Варя разжала пальцы.
— Не знаю. Но я после встречи со зморой такая стала. Она порчу на меня навела. Это никакая не выдумка! Поверь мне! И змора говорила, что она из Взгорьевки. Родом из Взгорьевки! Та ведунья, к которой подбросили младенца, она в ваших краях жила?
— Почем мне знать? — голос Глаши стал грубым. — Я жалеть начинаю, что болтала тута! Думала, для дела вам надо, для портрету!
— Хорошо. Спасибо, что рассказала, Глашенька! Ты мне очень помогла. Я теперь знаю, что не зря сюда приехала, — Варя попыталась совладать с волнением, перевела дыхание. — Скажи, а миниатюра или ещё какой портрет твоей барыни есть в доме?
— Теперича больше говорить ничего не буду!
Варя метнулась к кровати и вытащила из-под матраса худой кошелёк.
— Я тебе всё отдам, что есть. Только помоги.
Лев Васильевич наверняка скоро заплатит ей за работу, поэтому экономить сейчас просто глупо.
— Я попробую поискати.
Глаша развернулась к двери и нетвердой рукой попыталась схватиться за ручку.

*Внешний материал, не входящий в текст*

PR #1261, opened 2024-02-27
feat(config): add pubdata sending method to config

koloz193:
## What ❔

Add the pubdata sending method to eth sender config

## Why ❔

We want an easy way for indicating to the server what DA layer should be used for pubdata

## Checklist

### DIFF
--- a/core/lib/protobuf_config/src/eth_sender.rs
+++ b/core/lib/protobuf_config/src/eth_sender.rs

— Дойдешь одна до девичьей? Проводить тебя?
— Маленькая я, што ли?
Когда половицы перестали скрипеть и Глашины шаги в коридоре стихли, Варя так и уставилась на Аню.
— Что скажешь? Что думаешь?
— Барыня эта змора и есть! Вот што думаю!
— И я так считаю. Послушай, ты же видела её истинное лицо! На щеке был шрам?
— Я же говорила: нельзя было лицо-то её разглядеть. «Нету тени без света».
— Поговорки! С тобой она тоже поговорками разговаривала?
— Да! Не помню точно, какими. Только про свет и тень запомнила.
— Она это! Она!
— И мне чуйка подсказывает, что она.
— Нужно непременно восстановить портрет её.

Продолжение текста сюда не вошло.